Unfortunately, present biblical scholasticism cannot come any closer to discussing this than to mention Merkabah mysticism.

There are quite a few books on the topic, and much online material. For starters, try this peer-reviewed paper written in 2005 by a retired atmospheric scientist, an astrophysicist, a top-notch ufologist, and a leading physicist.

Unknown said...

Would not "Panentheism", a technical term, be an appropriate alternative because it holds that God pervades the World, but is also beyond it. And could not the term "Transtheism" imply beyond/ without(outside Theism) less accurately. A book(Google Books)"The Philosopy of Religion on the Basis of It's History" by Dr. Otto Pfleiderer (1887)references Panentheism. Also, refer to the following interesting Link discussing Panentheism.

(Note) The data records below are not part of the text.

PR #6166, opened 2026-07-30
#6161: refuse a value type given to the %s conversion

### LINKED ISSUE #6161: PrintfArgs.java wrongly identifies byte types
The puzzle `5943-006d3f8b` from #5943 has to be resolved: 

https://github.com/objectionary/eo/blob/2dd7d7b2a256b637aa849b0dfb654c8ccb6e17fb/eo-runtime/src/main/java/org/eolang/EO_string/PrintfArgs.java#L204-L211

morphqdd:
Closes #6161

Resolves the puzzle from #5943. The UTF-8 check there only rejected bytes that are not valid text at all, which is a matter of luck rather than of type: `printf "%s" 42` printed `@E` followed by the six NUL bytes of the IEEE-754 payload, and `printf "%s" TRUE` printed a control character, both without a word.

The puzzle said the type was already lost by the time the conversion runs, and it was, but not irretrievably. `tuple.at` decorates what it returns, so the retrieved object reports `Φ.tuple.at` as its forma and the argument's own type is invisible behind it. Walking the cons list reaches the argument itself with its forma intact, so `printf` now takes the tuple and walks it instead of dispatching through `at`. Bounds are already checked before retrieval, so nothing is lost by not going through `at`.

The check names what text is **not** rather than what it is. That is the part worth reviewing. Only a literal has the forma `Φ.string`: `"a".concat "b"` normalizes to `Φ.bytes` and `slice` to `Φ.string.slice`, and any user object decorating a string has its own forma. Demanding `Φ.string` would refuse all of those, which is a much bigger problem than the one being fixed, so the guard refuses `Φ.number` and `Φ.bool` and lets everything else through.

Tests: three at the EO level, including one that a computed string is still accepted, plus the Java ones. The bool case fails on master. The number case already errored there for an unrelated downstream reason, so the Java test is what pins it.

### DIFF
--- a/eo-runtime/src/main/eo/string/printf.eo
+++ b/eo-runtime/src/main/eo/string/printf.eo
@@ -34,6 +34,12 @@
       "%25x"
       42.as-bytes
 
+  eq. ++> can-format-a-computed-string
+    "abcd"
+    printf *1
+      "%s"
+      "ab".concat "cd"
+
   eq. ++> can-format-a-float-with-six-fraction-digits
     "1.250000"
     printf *1
@@ -177,6 +183,10 @@
         42.as-i64
       "42"
 
+  printf *1 --> stops-on-a-bool-as-a-string
+    "%s"
+    true
+
   printf *1 --> stops-on-a-comma-flag-with-s
     "%,s"
     "Jeff"
@@ -196,6 +206,10 @@
   printf *1 --> stops-on-a-non-utf8-byte-argument-as-a-string
     "%s"
     3.14
+
+  printf *1 --> stops-on-a-number-as-a-string
+    "%s"
+    42
 
   printf *1 --> stops-on-a-paren-flag-with-s
     "%(s"
--- a/eo-runtime/src/main/eo/string/printf.eo
+++ b/eo-runtime/src/main/eo/string/printf.eo
@@ -227,6 +227,10 @@
     "%0$s"
     "first"
 
+  printf *1 --> stops-on-an-i64-as-a-string
+    "%s"
+    42.as-i64
+
   printf *1 --> stops-on-an-oversized-positional-index
     "%99999999999999999999$s"
     "Jeff"
--- a/eo-runtime/src/main/java/org/eolang/EO_string/EOprintf.java
+++ b/eo-runtime/src/main/java/org/eolang/EO_string/EOprintf.java
@@ -55,8 +55,8 @@ public final class EOprintf extends PhDefault implements Atom {
                             .otherwise("be a tuple with the 'length' attribute")
                             .it(),
                         Expect.at(this, "args")
-                            .that(phi -> phi.take("at"))
-                            .otherwise("be a tuple with the 'at' attribute")
+                            .that(phi -> phi)
+                            .otherwise("be a tuple")
                             .it()
                     ).formatted().toArray()
                 )
--- a/eo-runtime/src/main/java/org/eolang/EO_string/EOprintf.java
+++ b/eo-runtime/src/main/java/org/eolang/EO_string/EOprintf.java
@@ -51,12 +51,8 @@ public final class EOprintf extends PhDefault implements Atom {
                     new PrintfArgs(
                         format,
                         Expect.at(this, "args")
-                            .that(phi -> new Dataized(phi.take("length")).asNumber().intValue())
+                            .must(phi -> new Dataized(phi.take("length")).asNumber() >= 0.0)
                             .otherwise("be a tuple with the 'length' attribute")
-                            .it(),
-                        Expect.at(this, "args")
-                            .that(phi -> phi)
-                            .otherwise("be a tuple")
                             .it()
                     ).formatted().toArray()
                 )
--- a/eo-runtime/src/main/java/org/eolang/EO_string/PrintfArgs.java
+++ b/eo-runtime/src/main/java/org/eolang/EO_string/PrintfArgs.java
@@ -68,20 +68,21 @@ final class PrintfArgs {
     private static final double LONG_UPPER_LIMIT = 0x1.0p63;
 
     /**
-     * Formas whose bytes are a value, never text, and so can never be the
-     * argument of a {@code %s} conversion.
+     * Objects a forma can be rooted at whose bytes are a value, never
+     * text, and so can never be the argument of a {@code %s} conversion.
      *
-     * <p>Naming what text is <em>not</em>, rather than what it is, is
-     * deliberate. Only a literal has the forma {@code Φ.string}: every
-     * operation that builds a string returns something else
-     * ({@code "a".concat "b"} normalizes to {@code Φ.bytes}, {@code slice}
-     * to {@code Φ.string.slice}), and so does any user object that
-     * decorates a string. Demanding {@code Φ.string} would refuse all of
-     * those, which is a far bigger problem than the one this guard is
-     * here for.</p>
+     * <p>Naming what text is <em>not</em> is deliberate: only a literal
+     * has the forma {@code Φ.string}, while {@code "a".concat "b"}
+     * normalizes to {@code Φ.bytes} and {@code slice} to
+     * {@code Φ.string.slice}, so demanding {@code Φ.string} would refuse
+     * every computed string. The root is matched rather than the whole
+     * name because a conversion keeps its origin at the front
+     * ({@code 42.as-i64} is {@code Φ.number.as-i64},
+     * {@code 42.as-i64.as-number} is {@code Φ.i64.as-number}), and
+     * listing whole names would miss the next pair added.</p>
      */
-    private static final Set<String> NOT_TEXT = new HashSet<>(
-        Arrays.asList("Φ.number", "Φ.bool")
+    private static final Set<String> VALUES = new HashSet<>(
+        Arrays.asList("number", "bool", "i8", "i16", "i32", "i64")
     );
 
     static {
@@ -98,11 +99,6 @@ final class PrintfArgs {
     private final String format;
 
     /**
-     * The length.
-     */
-    private final long length;
-
-    /**
      * The tuple of arguments.
      */
     private final Phi args;
@@ -110,12 +106,10 @@ final class PrintfArgs {
     /**
      * Ctor.
      * @param fmt The format
-     * @param len The length
      * @param tuple The tuple of arguments
      */
-    PrintfArgs(final String fmt, final long len, final Phi tuple) {
+    PrintfArgs(final String fmt, final Phi tuple) {
         this.format = fmt;
-        this.length = len;
         this.args = tuple;
     }
 
@@ -152,6 +146,7 @@ final class PrintfArgs {
     List<Object> formatted() {
         final List<Object> arguments = new ArrayList<>(0);
         final Matcher matcher = PrintfArgs.SPECIFIER.matcher(this.format);
+        final long count = new Dataized(this.args.take("length")).asNumber().longValue();
         long auto = 0L;
         while (matcher.find()) {
             final String positional = matcher.group(1);
@@ -168,7 +163,7 @@ final class PrintfArgs {
                     throw new ExFailure(
                         String.format(
                             "The argument index %s is out of bounds (total arguments: %d)",
-                            digits, this.length
+                            digits, count
                         ),
                         ex
                     );
@@ -183,13 +178,13 @@ final class PrintfArgs {
                 arg = auto;
                 auto += 1L;
             }
-            if (arg >= this.length) {
+            if (arg >= count) {
                 throw new ExFailure(
                     "The argument index %d is out of bounds (total arguments: %d)",
-                    arg, this.length
+                    arg, count
                 );
             }
-            arguments.add(PrintfArgs.fmt(symbol, this.element(arg)));
+            arguments.add(PrintfArgs.fmt(symbol, this.element(count, arg)));
         }
         return arguments;
     }
@@ -201,19 +196,19 @@ final class PrintfArgs {
      * <p>The difference is the whole point: {@code at} decorates what it
      * returns, so the result reports {@code Φ.tuple.at} as its forma and
      * the argument's own type is no longer visible. Walking the cons list
-     * reaches the object itself, forma intact. The list is built with the
-     * last argument at the head (see {@code tuple.eo}), so the walk takes
-     * as many tails as there are arguments after this one, counted off the
-     * tuple's own length so that a wrong count can only pick the wrong
-     * argument, never walk off the end into a terminated computation.</p>
+     * reaches the object itself, forma intact. The last argument sits at
+     * the head (see {@code tuple.eo}), so the walk takes as many tails as
+     * there are arguments after this one. The count comes from the caller,
+     * which read it off this same tuple and has already refused an index
+     * outside it, so the walk cannot run off the end.</p>
      *
+     * @param count How many arguments the tuple holds
      * @param index Zero-based index of the argument
      * @return The argument
      */
-    private Phi element(final long index) {
+    private Phi element(final long count, final long index) {
         Phi current = this.args;
-        final long size = new Dataized(this.args.take("length")).asNumber().longValue();
-        for (long step = size - 1L - index; step > 0L; --step) {
+        for (long step = count - 1L - index; step > 0L; --step) {
             current = current.take("tail");
         }
         return current.take("head");
@@ -241,17 +236,17 @@ final class PrintfArgs {
     /**
      * Refuse an argument whose type says its bytes are a value and not text.
      *
-     * <p>Without this, a {@code number} handed to {@code %s} is decoded as
-     * if its eight raw IEEE-754 bytes were UTF-8, and {@code true} prints
-     * as a control character, both with no complaint. Only bytes that are
-     * not valid UTF-8 at all were caught before, which is a matter of luck
-     * rather than of type.</p>
+     * <p>Without this, a {@code number} handed to {@code %s} is decoded
+     * as if its eight raw IEEE-754 bytes were UTF-8, with no complaint.
+     * Only bytes that are not valid UTF-8 at all were caught before,
+     * which is a matter of luck rather than of type.</p>
      *
      * @param element The argument
      */
     private static void textual(final Phi element) {
         final String forma = element.normalized().forma();
-        if (PrintfArgs.NOT_TEXT.contains(forma)) {
+        final String[] parts = forma.split("\\.");
+        if (parts.length > 1 && PrintfArgs.VALUES.contains(parts[1])) {
             throw new ExFailure(
                 "The argument of the '%%s' conversion is %s, whose bytes are a value and not text; use %s instead",
                 forma, "'%d', '%f', '%b' or '%x'"
--- a/eo-runtime/src/main/java/org/eolang/EO_string/PrintfArgs.java
+++ b/eo-runtime/src/main/java/org/eolang/EO_string/PrintfArgs.java
@@ -13,14 +13,16 @@ import java.nio.charset.CharacterCodingException;
 import java.nio.charset.CodingErrorAction;
 import java.nio.charset.StandardCharsets;
 import java.util.ArrayList;
+import java.util.Arrays;
 import java.util.HashMap;
+import java.util.HashSet;
 import java.util.List;
 import java.util.Map;
+import java.util.Set;
 import java.util.StringJoiner;
 import java.util.function.Function;
 import java.util.regex.Matcher;
 import java.util.regex.Pattern;
-import org.eolang.Data;
 import org.eolang.Dataized;
 import org.eolang.ExFailure;
 import org.eolang.Phi;
@@ -65,6 +67,23 @@ final class PrintfArgs {
      */
     private static final double LONG_UPPER_LIMIT = 0x1.0p63;
 
+    /**
+     * Formas whose bytes are a value, never text, and so can never be the
+     * argument of a {@code %s} conversion.
+     *
+     * <p>Naming what text is <em>not</em>, rather than what it is, is
+     * deliberate. Only a literal has the forma {@code Φ.string}: every
+     * operation that builds a string returns something else
+     * ({@code "a".concat "b"} normalizes to {@code Φ.bytes}, {@code slice}
+     * to {@code Φ.string.slice}), and so does any user object that
+     * decorates a string. Demanding {@code Φ.string} would refuse all of
+     * those, which is a far bigger problem than the one this guard is
+     * here for.</p>
+     */
+    private static final Set<String> NOT_TEXT = new HashSet<>(
+        Arrays.asList("Φ.number", "Φ.bool")
+    );
+
     static {
         PrintfArgs.CONVERSION.put('s', PrintfArgs::validString);
         PrintfArgs.CONVERSION.put('d', element -> PrintfArgs.toLong(element.asNumber()));
@@ -84,20 +103,20 @@ final class PrintfArgs {
     private final long length;
 
     /**
-     * Phi attribute.
+     * The tuple of arguments.
      */
-    private final Phi retriever;
+    private final Phi args;
 
     /**
      * Ctor.
      * @param fmt The format
      * @param len The length
-     * @param phi Phi attribute
+     * @param tuple The tuple of arguments
      */
-    PrintfArgs(final String fmt, final long len, final Phi phi) {
+    PrintfArgs(final String fmt, final long len, final Phi tuple) {
         this.format = fmt;
         this.length = len;
-        this.retriever = phi;
+        this.args = tuple;
     }
 
     /**
@@ -170,11 +189,34 @@ final class PrintfArgs {
                     arg, this.length
                 );
             }
-            final Phi taken = this.retriever.copy();
-            taken.put(0, new Data.ToPhi(arg));
-            arguments.add(PrintfArgs.fmt(symbol, new Dataized(taken)));
+            arguments.add(PrintfArgs.fmt(symbol, this.element(arg)));
         }
         return arguments;
+    }
+
+    /**
+     * The argument at the given index, as the object the caller passed in
+     * rather than the one {@code tuple.at} hands back.
+     *
+     * <p>The difference is the whole point: {@code at} decorates what it
+     * returns, so the result reports {@code Φ.tuple.at} as its forma and
+     * the argument's own type is no longer visible. Walking the cons list
+     * reaches the object itself, forma intact. The list is built with the
+     * last argument at the head (see {@code tuple.eo}), so the walk takes
+     * as many tails as there are arguments after this one, counted off the
+     * tuple's own length so that a wrong count can only pick the wrong
+     * argument, never walk off the end into a terminated computation.</p>
+     *
+     * @param index Zero-based index of the argument
+     * @return The argument
+     */
+    private Phi element(final long index) {
+        Phi current = this.args;
+        final long size = new Dataized(this.args.take("length")).asNumber().longValue();
+        for (long step = size - 1L - index; step > 0L; --step) {
+            current = current.take("tail");
+        }
+        return current.take("head");
     }
 
     /**
@@ -183,14 +225,38 @@ final class PrintfArgs {
      * @param element Element ready for formatting
      * @return Formatted object
      */
-    private static Object fmt(final char symbol, final Dataized element) {
+    private static Object fmt(final char symbol, final Phi element) {
         if (!PrintfArgs.CONVERSION.containsKey(symbol)) {
             throw new ExFailure(
                 "The format %c is unsupported, only %s formats can be used",
                 symbol, "%s, %d, %f, %x, %b"
             );
         }
-        return PrintfArgs.CONVERSION.get(symbol).apply(element);
+        if (symbol == 's') {
+            PrintfArgs.textual(element);
+        }
+        return PrintfArgs.CONVERSION.get(symbol).apply(new Dataized(element));
+    }
+
+    /**
+     * Refuse an argument whose type says its bytes are a value and not text.
+     *
+     * <p>Without this, a {@code number} handed to {@code %s} is decoded as
+     * if its eight raw IEEE-754 bytes were UTF-8, and {@code true} prints
+     * as a control character, both with no complaint. Only bytes that are
+     * not valid UTF-8 at all were caught before, which is a matter of luck
+     * rather than of type.</p>
+     *
+     * @param element The argument
+     */
+    private static void textual(final Phi element) {
+        final String forma = element.normalized().forma();
+        if (PrintfArgs.NOT_TEXT.contains(forma)) {
+            throw new ExFailure(
+                "The argument of the '%%s' conversion is %s, whose bytes are a value and not text; use %s instead",
+                forma, "'%d', '%f', '%b' or '%x'"
+            );
+        }
     }
 
     /**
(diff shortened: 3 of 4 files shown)


eo-runtime/src/main/java/org/eolang/EO_string/PrintfArgs.java
```diff
@@ -65,6 +67,23 @@ final class PrintfArgs {
...
+     * deliberate. Only a literal has the forma {@code Φ.string}: every
+     * operation that builds a string returns something else
+     * ({@code "a".concat "b"} normalizes to {@code Φ.bytes}, {@code slice}
+     * to {@code Φ.string.slice}), and so does any user object that
+     * decorates a string. Demanding {@code Φ.string} would refuse all of
+     * those, which is a far bigger problem than the one this guard is
+     * here for.</p>
+     */
+    private static final Set<String> NOT_TEXT = new HashSet<>(
+        Arrays.asList("Φ.number", "Φ.bool")
```
Thayorns: `42.as-i64` still gets through here. `as-i64` is a plain EO object (eo-runtime/src/main/eo/number/as-i64.eo:14), so what comes back reports `Φ.number.as-i64` and not `Φ.number`, and its bytes `00-00-00-00-00-00-00-2A` are perfectly valid UTF-8, so `validString` lets them past as well. `printf "%s" 42.as-i64` prints seven NULs and a `*` with no complaint, which is the same mojibake the puzzle you removed was about, and the i8/i16/i32/i64 family is a value type by exactly the same argument as `number` and `bool`.

eo-runtime/src/main/java/org/eolang/EO_string/PrintfArgs.java
```diff
@@ -170,27 +189,74 @@ List<Object> formatted() {
...
+     * as many tails as there are arguments after this one, counted off the
+     * tuple's own length so that a wrong count can only pick the wrong
+     * argument, never walk off the end into a terminated computation.</p>
+     *
+     * @param index Zero-based index of the argument
+     * @return The argument
+     */
+    private Phi element(final long index) {
+        Phi current = this.args;
+        final long size = new Dataized(this.args.take("length")).asNumber().longValue();
```
Thayorns: The object already holds `length` from the constructor and `formatted` bounds-checks the index against it, yet `element` dataizes the tuple's own `length` again for every argument. That is two sources for the same number: should they ever disagree, an index that clears the check makes `size - 1 - index` negative, the loop never runs, and `take("head")` hands back the last argument instead of failing.

eo-runtime/src/main/java/org/eolang/EO_string/EOprintf.java
```diff
@@ -55,8 +55,8 @@ public Phi lambda() {
                             .otherwise("be a tuple with the 'length' attribute")
                             .it(),
                         Expect.at(this, "args")
-                            .that(phi -> phi.take("at"))
-                            .otherwise("be a tuple with the 'at' attribute")
+                            .that(phi -> phi)
```
Thayorns: `that(phi -> phi)` transforms nothing, so `otherwise("be a tuple")` can only fire if taking the attribute itself throws, and the whole pipeline is now `this.take("args")` with scaffolding around it. Anything carrying a `length` reaches `PrintfArgs`, and a non-tuple surfaces as a missing `tail` from inside `element` rather than as the message written here.

Thayorns (commented):
printf now walks the argument tuple itself instead of dispatching through `at`, so the argument keeps its own forma, and `%s` refuses `Φ.number` and `Φ.bool` outright rather than waiting for the bytes to turn out invalid UTF-8. The approach is right, and the tests pin both the refusals and the computed-string case that a stricter check would have broken. The set of refused formas is narrower than the argument behind it, though, and the i64 family walks straight past it.

Favixx (commented):
**Your CI is red for reasons that have nothing to do with this PR, and it matters more than it looks.**

The five failures are `MjPullTest.pullsFromProbes` and four `OyRemoteTest.checksPresenceOf*` — all of them network tests against objectionary.com. The `master` build started at 22:48, half an hour after yours, failed with the same set plus `MjProbeTest.findsProbesInOyRemote`, `ObjectsIndexTest.downloadsAndChecksFromRealSource` and `OyIndexedTest.containsInRealIndex`; builds from 23:03 onwards are green again. It was an outage, not your change.

The part worth acting on: the reactor is `eo` → `eo-parser` → `eo-printer` → `eo-maven-plugin` → …, and the build died in module **4 of 6**. `eo-runtime` never compiled, so `PrintfArgsTest` — every test in this PR — has not run once, on any of the four platforms. The guard rests on `normalized().forma()` returning exactly `Φ.number` and `Φ.bool`, and right now nothing has confirmed that. A re-run is the first thing this needs.

On the change itself: walking the cons list instead of dispatching through `at` is the right way to keep the forma, and the reasoning in the `NOT_TEXT` javadoc about naming what text is *not* convinced me — demanding `Φ.string` would indeed refuse `"a".concat "b"`. I have not repeated @Thayorns' three points; the `as-i64` one in particular still stands and my comment on the bytes test is a second instance of the same hole, deliberately enshrined this time.

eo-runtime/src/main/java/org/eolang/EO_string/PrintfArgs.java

http://dic.academic.ru/dic.nsf/enwiki/14324

The above Link is quite comprehensive.

Ann said...

I prefer Transtheism. With the other option the imbedded letters cause 'atheism' to jump to my eyes, and distract from the intended meaning of the larger word. Thanks very much for your work.

Unknown said...

Transtheism for me. So now I'm a Sophian Transtheist. VV00T!

Jordan Stratford+ said...

In my view, "Gnosticism" must be a soteriological distinction: Saved by gnosis? Check. Saved by something else? Not Gnosticism.

Like any argument, as binary as it sounds by definition, there's always border zones. Clement is straight-up orthodox, but was a big enough fan of gnosis that he gets a kind of honourable mention. Marcion? Definitely not. Mandaeans? Yes. Mani? Only after a good stretch.

With regards to your "Transtheism vs. Supratheism", certainly to my mind panentheism fits the bill and is a widely understood and accepted term.

Adam Smith said...

Love your work, and saw you at Rothko Chapel recently. I think Supratheism, simply because I'm seeing trans theism used already on wikipedia. Not sure whether it makes a diff, but it could end some confusion before it starts by not appropriating a term already in use.
Just my 2 drachmas worth.:-)

Mr.Owens said...

I vote for transtheism,it is simply the point of your message.